Фактически слово «жид» в студенческой риторике теряло свое первоначальное этническое содержание и наполнялось политическим смыслом. Антисемитизм студентов-академистов подпитывался и соответственными высказываниями профессорского состава. Примечательно, что среди них были немцы, которых германофобия не излечила от юдофобии. Так, выраженно антисемитскую позицию занимал директор Киевского бактериологического института В. К. Линдеман, возглавлявший комиссию по противохимической защите в годы войны. В январе 1915 г. он писал в Москву: «Последовала уже отмена циркуляра Кассо о государственных экзаменах и получен новый, дающий полную возможность расширения черты оседлости.
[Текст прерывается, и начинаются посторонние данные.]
PR #206, opened 2016-06-22
fix: redirect logout to homepage

### LINKED ISSUE #189: Undefined view when logging out and back in as a different user
To reproduce:
1) Navigate to a view such as admin > user accounts
2) Log out
3) Log in as a user without access to that page
--> error: undefined view

Cause:
?view=admin__user_accounts is preserved in the URL via the logout/login process.

Remedy:
The logout link should go to the home URL (ie no GET vars)

mikaoelitiana:
fixes #189

### DIFF
--- a/resources/js/tb_lib.js
+++ b/resources/js/tb_lib.js
@@ -337,17 +337,21 @@ $(document).ready(function() {
 
 	$('a[data-method=post]').click(function(event) {
 		var p = $(this).attr('href').split('?');
-		var action = p[0];
+		var action = p[0] + '?';
 		var params = p[1].split('&');
+    console.log(params);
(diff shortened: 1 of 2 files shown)


tbar0970:
Thanks for the contribution.  However the tb_lib library is meant to be generic and so we don't really want to have a special case for the "view" param in there:
```
   if (key === 'view') {
 +        action += '&view=' + value;
 +      }
```

The problem was just that because there was nothing before the ? in the logout link's href, the dynamically-generated POST form was re-using the whole current URL as its target, including the "view" param.  So I've fixed it just by making the URL in main.template.php a bit fuller.

But thanks again for having a go, and I look forward to some more pull requests in the future :)

PR #604, opened 2020-11-21
Generate fake clients with tax returns for a user on demo only

bengolder:
Usage so far:

```ruby
# get a user
user = User.last

BetaTestDataGenerator.make_clients_for_user(user, all_possible_assignees: User.all)
```
This will make a bunch of clients, based on the criteria set out in the [pivotal tracker story](https://www.pivotaltracker.com/story/show/175487284).

This code is only intended to be run manually and rarely on demo. I've run it locally and reviewed results. But didn't think it made sense to write specs for it.

### DIFF
--- a/Gemfile
+++ b/Gemfile
@@ -58,6 +58,10 @@ gem 'devise_invitable', '~> 2.0.0'
 gem 'cancancan'
 gem 'webpacker'
 
+group :demo, :development, :test do
+  gem 'factory_bot_rails' # added to demo for creating fake data
+end
+
 group :development, :test do
   # Call 'byebug' anywhere in the code to stop execution and get a debugger console
   gem 'byebug', platforms: [:mri, :mingw, :x64_mingw]
@@ -65,7 +69,6 @@ group :development, :test do
   # Adds support for Capybara system testing and selenium driver
   gem 'capybara', '>= 2.15'
   gem 'webdrivers'
-  gem 'factory_bot_rails'
   gem 'rspec-rails'
   gem 'rails-controller-testing'
   gem 'pry-byebug'
--- a/app/lib/beta_test_data_generator.rb
+++ b/app/lib/beta_test_data_generator.rb
@@ -1,0 +1,98 @@
+# This is used by the beta_test_client factory to create fake clients on demo for beta testing
+
+class BetaTestDataGenerator
+  FIRST_NAMES = [
+    "Logan", "Justin", "Gabriel", "Jose", "Austin", "Kevin", "Elijah", "Caleb", "Robert", "Thomas", "Jordan",
+    "Cameron", "Jack", "Hunter", "Jackson", "Angel", "Isaiah", "Evan", "Isaac", "Luke", "Mason", "Jayden", "Jason", "Gavin",
+    "Aaron", "Connor", "Aiden", "Aidan", "Kyle", "Juan", "Charles", "Luis", "Adam", "Lucas", "Brian", "Eric", "Adrian",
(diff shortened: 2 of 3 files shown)


Gemfile
```diff
@@ -58,14 +58,17 @@ gem 'devise_invitable', '~> 2.0.0'
 gem 'cancancan'
 gem 'webpacker'
 
+group :demo, :development, :test do
+  gem 'factory_bot_rails'
+end
```
bengolder, line 63: FactoryBot is really helpful for this, and we would need it to be available on demo

app/lib/beta_test_data_generator.rb
```diff
@@ -0,0 +1,96 @@
...
+    "Tangelo", "Tangerine", "Tomatillo", "Tomato", "Turnip", "Thyme", "Tea", "Tamarind",
+    "Ube", "Uva",
+    "Vidalia", "Verdolaga", "Vanilla",
+    "Water Chestnut", "Watercress", "Watermelon", "Waxed Bean", "Wasabi", "Walnut",
+    "Xocota", "Ximenia",
+    "Yam", "Yucca",
+    "Zucchini",
+  ]
+
+  STATUSES_AFTER_OPEN = TaxReturnStatus::STATUSES.select { |key, value| value >= 102 }.keys.freeze
```
alaroia-cfa, line 68: Could use `TaxReturnStatus::STATUSES[:intake_open]` instead of `102`. Not a blocker. Might improve readability.

app/lib/beta_test_data_generator.rb
```diff
@@ -0,0 +1,96 @@
...
+    first_name = FIRST_NAMES.sample
+    last_name = LAST_NAMES.select { |last| last[0] == first_name[0] }.sample
+    return [first_name, last_name]
+  end
+
+  def self.get_status_open_or_later
+
+  end
+
+  def self.make_clients_for_user(user, all_possible_assignees:)
```
alaroia-cfa, line 80: It looks like `all_possible_assignees` is a mandatory parameter, so consider removing the `:` in `all_possible_assignees:`. Not a blocker.

spec/factories/beta_test_clients.rb
```diff
@@ -0,0 +1,39 @@
...
+  factory :beta_test_client, class: "Client" do
+    vita_partner { VitaPartner.where(name: "[United Way California] Online Intake").first }
+    after(:create) do |client|
+      first_name, last_name = BetaTestDataGenerator.get_name
+      is_married = ["yes", "no"].sample
+      intake = create(
+        :intake,
+        client: client,
+        email_address: "gyr-test-client+#{client.id}@codeforamerica.org",
+        phone_number: "+15005550006",
```
alaroia-cfa, line 11: Might be nice to leave a comment about what this number is. Not a blocker.

app/lib/beta_test_data_generator.rb
```diff
@@ -0,0 +1,96 @@
...
+    clients = FactoryBot.create_list :beta_test_client, rand(3..12), vita_partner: user.vita_partner
+    clients.each do |client|
+      client.tax_returns.each do |tax_return|
+        tax_return.status = STATUSES_AFTER_OPEN.sample
+        die_roll = rand
```
alaroia-cfa, line 85: You could avoid assigning `rand` to a variable by doing a `case` instead.

```
tax_return.assigned_user = 
  case rand(10)
  when 0..4
    user
  when 5
    all_possible_assignees.order(Arel.sql("RANDOM()")).first
  when 6..9
    nil
  end
```

That's just me having fun with Ruby syntax. Not a blocker at all.

alaroia-cfa (approved):
Looks great! I left some comments for the fun of it.

PR #605, opened 2020-11-23
Show and edit timezone and interview timing preference

bytheway875:


app/views/hub/clients/show.html.erb
```diff
@@ -11,12 +11,15 @@
 
     <div><%= t(".intake_language") %>: <%= @client.intake&.locale ? t("general.language_options.#{@client.intake&.locale}") : "N/A" %></div>
     <div><%= t(".phone_interview_language") %>: <%= @client.intake&.preferred_interview_language ? t("general.language_options.#{@client.intake&.preferred_interview_language}") : "N/A" %></div>
+    <div><%= "Preferred Interview Time" %>: <%= @client.intake&.interview_timing_preference %></div>
+    <div><%= t("general.timezone") %>: <%= displayed_timezone(@client.intake&.timezone) || "N/A" %></div>
```
sniemeyer13, line 15: I18n as well?

app/views/hub/clients/edit.html.erb
```diff
@@ -12,6 +12,8 @@
       <%= f.cfa_input_field(:primary_first_name, t(".legal_first_name"), classes: ["form-width--long"]) %>
       <%= f.cfa_input_field(:primary_last_name, t(".legal_last_name"), classes: ["form-width--long"]) %>
       <%= f.cfa_input_field(:preferred_name, t(".preferred_name"), classes: ["form-width--long"]) %>
+      <%= f.cfa_select(:timezone, t("general.timezone"), timezone_select_options) %>
+      <%= f.cfa_input_field(:interview_timing_preference, "Interview Timing Preference") %>
```
sniemeyer13, line 16: Can we I18n this?

sniemeyer13 (approved):
Looks good! Alex and I added two small comments about I18n.

bytheway875:
@sartan @sniemeyer13 Good catches!! I updated both parts ("N/A" seems to be N/A in both languages, but using a translation node is better) -- I actually am realizing idk if we have any translations for the timezones themselves, but I'm going to deal with that as part of another ticket.

PR #609, opened 2020-11-24
Ensure clients are linked to VITA partners

bengolder:
I noticed that during the intake process, when we assign intakes to VITA partners, we don't yet link the client to the vita partner. All the code in Ability and elsewhere expects clients to be directly associated to a vita partner. This ensures we do it  during intake. 

I didn't want to interfere with the existing `assign_vita_partner!` method on intake because I think that method is overloaded and in need of refactor. I also didn't want to force that method to rely on the existence of a client record. So instead I kept the logic in the controller.

### DIFF
--- a/app/controllers/questions/personal_info_controller.rb
+++ b/app/controllers/questions/personal_info_controller.rb
@@ -7,7 +7,10 @@ module Questions
     end
 
     def after_update_success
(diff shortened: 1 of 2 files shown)


alaroia-cfa (approved):
Great to have this work in the interim!

PR #610, opened 2020-11-24
Remove document_bundle from drop off model

alaroia-cfa:
While working on [Manually add client](https://www.pivotaltracker.com/story/show/175466221), @jenny-heath and I noticed that we don't need `document_bundle` on drop-offs anymore, since we'll be creating `Document` records. This removes the property and related validation & tests.

### DIFF
--- a/app/models/intake_site_drop_off.rb
+++ b/app/models/intake_site_drop_off.rb
@@ -108,7 +108,6 @@ class IntakeSiteDropOff < ApplicationRecord
   validates :phone_number, allow_blank: true, phone: true
   validate :has_valid_pickup_date?
 
-  has_one_attached :document_bundle
   belongs_to :prior_drop_off, class_name: self.name, optional: true
 
   def phone_number=(value)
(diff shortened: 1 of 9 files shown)


alaroia-cfa:
Note that I did check with Kelly M. to validate that we don't need to access this data in the future.

The story has some copy-pasta to delete these records from demo (and production). It struck me as not essential to do that in a data migration.

app/models/intake_site_drop_off.rb
```diff
@@ -106,18 +106,11 @@ class IntakeSiteDropOff < ApplicationRecord
   validates :certification_level, allow_blank: true, inclusion: { in: CERTIFICATION_LEVELS }
   validates :email, allow_blank: true, 'valid_email_2/email': true
   validates :phone_number, allow_blank: true, phone: true
-  validate :has_document_bundle?
   validate :has_valid_pickup_date?
 
   has_one_attached :document_bundle
```
bengolder, line 111: it looks like we should also remove this line in order to remove the property.

- Ben & Sarah

alaroia-cfa: D'oh, yes, I meant to do that. Doing so right now.

sniemeyer13: We've got it covered!

PR #611, opened 2020-11-25
Add "service type" (drop off/online intake) to tax return

bengolder:
commits:
- basic new & create controller actions


embarnard (approved):
Reviewed w/ @sartan -- looks good to us! 

Alex expressed concerns about the fact that currently there is no user flow that will allow different tax years to have a distinct service type; since all tax returns are created as a result of a single intake, they will all receive the same service type. ([tracker comment](https://www.pivotaltracker.com/story/show/175466221/comments/219679588) for context)

PR #621, opened 2020-12-02
Add rack middleware to validate params before hitting the controller

embarnard:


bytheway875 (commented):
This is super awesome work, @embarnard! I'm tagging @ddefigueiredo to see if he has any feedback on the specific html response codes we're using or any additional feedback 👯‍♂️

bytheway875:
@embarnard I noticed there is still an issue with the fake controller thing :( -- are the specs passing locally?

embarnard:
> @embarnard I noticed there is still an issue with the fake controller thing :( -- are the specs passing locally?

Yay thanks for tagging dimirtri! And yes they are passing locally :( unsure why they are failing here -- do you know where that example of the other fake controller in the app is?

ddefigueiredo:
The 400 status code is exactly right here. I also like how you cleanly put the check inside `string_contains_invalid_character?` making it easy to modify this later.

PR #624, opened 2020-12-03
Small changes to client create for acceptance

bytheway875:
1. Show selected signature method on client profile
2. Add some missing translation strings
3. Force users to explicitly select a language preference instead of defaulting to German
4. Force users to select at least one contact preference
5. Make email address a required field.

### DIFF
--- a/app/helpers/error_message_helper.rb
+++ b/app/helpers/error_message_helper.rb
@@ -1,0 +1,10 @@
+module ErrorMessageHelper
+  def error_message(object, error_attribute)
+    errors = object.errors.messages[error_attribute.to_sym]
+    return unless errors.present?
+
+    content_tag :div, class: "text--error" do
+      content_tag(:i, "", class: "icon-warning") + content_tag(:span, errors.join(", "))
+    end
+  end
+end
--- a/app/models/intake.rb
+++ b/app/models/intake.rb
@@ -451,12 +451,7 @@ class Intake < ApplicationRecord
   end
 
   def filing_years
-    [
-      ("2019" if needs_help_2019_yes?),
-      ("2018" if needs_help_2018_yes?),
-      ("2017" if needs_help_2017_yes?),
-      ("2016" if needs_help_2016_yes?),
-    ].compact
+    TaxReturn.filing_years.map { |year| year if send("needs_help_#{year}_yes?") }.compact.map(&:to_s)
   end
 
   def most_recent_filing_year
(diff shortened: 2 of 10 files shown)


app/models/intake.rb
```diff
@@ -451,12 +451,7 @@ def requested_docs_token_link
   end
 
   def filing_years
-    [
-      ("2019" if needs_help_2019_yes?),
-      ("2018" if needs_help_2018_yes?),
-      ("2017" if needs_help_2017_yes?),
-      ("2016" if needs_help_2016_yes?),
-    ].compact
+    TaxReturn.filing_years.map { |year| year if send("needs_help_#{year}_yes?") }.compact.map(&:to_s)
```
sartan, line 454: I like how there is now an authoritative, centralized list of tax years. While the previous code was in my opinion a little more readable, I think the new version is more future-proof and maintainable.

app/views/hub/clients/new.html.erb
```diff
@@ -6,19 +6,14 @@
       <h1 class="form-card__title">
         <%= @title %>
       </h1>
-      <%= f.cfa_select(:service_type, "Service Type", [["Drop off", "drop_off"]], options: { selected: "drop_off" } ) %>
-      <%= f.cfa_select(:signature_method, "Signature Method", signature_methods_for_select, options: { selected: "online" }) %>
+      <%= f.cfa_select(:service_type, t("hub.clients.fields.service_type"), [["Drop off", "drop_off"]], options: { selected: "drop_off" } ) %>
```
sartan, line 9: Should the select options also be translated?

app/helpers/error_message_helper.rb
```diff
@@ -0,0 +1,10 @@
+module ErrorMessageHelper
```
sartan, line 1: This is great!

config/locales/es.yml
```diff
@@ -32,6 +32,11 @@ es:
         primary_contact_info: Información de contacto
         spouse_contact_info: Información de contacto del cónyuge
         state_of_residence: Estado de residencia
+        signature_method: Método para recoger
+        service_type: Service type
```
sartan, line 36: Looks like we might need to translate this into Spanish.

sartan (approved):
Looks good!

app/views/hub/clients/_primary_info_fields.html.erb
```diff
@@ -6,15 +6,17 @@
     <%= f.cfa_input_field(:primary_last_name, t("hub.clients.fields.legal_last_name"), classes: ["form-width--long"]) %>
   </div>
   <%= f.cfa_input_field(:preferred_name, t("hub.clients.fields.preferred_name"), classes: ["form-width--long"]) %>
-  <%= f.cfa_select(:timezone, t("general.timezone"), timezone_select_options) %>
+  <%= f.cfa_select(:timezone, t("general.timezone"), timezone_select_options, selected: current_user.timezone) %>
```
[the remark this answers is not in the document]
bytheway875: yep!

PR #625, opened 2020-12-03
 Add search param to client filtering

bengolder:


bytheway875:
Merged after local review with @bytheway875 and @bengolder

PR #626, opened 2020-12-03
Remove IntakeSiteDropOff controller, model, views, routes and translations

sniemeyer13:


bengolder (approved):
Looks good! Thank you!
I'm noticing that this does not change the schema, so we will continue to see the table represented in `schema.rb`
I'm also noticing that this (appropriately) does not change any prior migrations.
Good work!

Бороться с этим я, естественно, не могу, и приходится своими руками пускать в свой научный храм стадо свиней»[584].
Одиозный министр просвещения Л. А. Кассо, поспособствовавший в 1911 г. уходу из Московского университета 130 сотрудников, выразивших протест действиям полиции при подавлении студенческих беспорядков, а в 1912 г. — увольнению всех слушательниц женского медицинского института за «политическую неблагонадежность», проводил политику ограничения автономий университетов, закрывал студенческие союзы, за исключением организаций «академистов», вводил в высших учебных заведениях усиленный контроль за студентами. В частности, это проявилось в закреплении студентов за определенными факультетами, что для многих студентов, привыкших к «предметной» системе, позволявшей посещать любые лекции, было неудобно. Кроме того, посещение лекции предусматривало получение «входного билета» в канцелярии факультетов; получив такой пропуск, студент должен был предъявлять его при входе в университет и при переходах из одного корпуса в другой, а также при входе в аудиторию. Для функционирования этой системы приходилось нанимать специальный персонал. Студент Московского университета жаловался по этому поводу члену Государственной думы, кадету А. И. Шингареву в марте 1916 г.: «У каждых ворот входа в Университет стоят двое проверяющих билеты и для большей помпезности стоит дворник с револьвером; таких ворот три в старом здании и одни в новом; но в новом здании на каждом факультете стоят эти неумолимые „церберы“ и требуют билеты. Кроме того, в каждой аудитории Университета существуют еще другие, которые наблюдают за поведением и разговорами студентов; они одеты в костюмы швейцаров, но считают себя более высокой породой людей; эти господа неизменно ходят, заложа руки за спину и незаметно интересуются каждой беседой, происходящей между двумя студентами, не говоря уже о большом количестве собеседующих, тогда прямо вызывается экзекутор… Не найдете ли возможным в беседе с министром народного просвещения коснуться этого вопроса?»[585]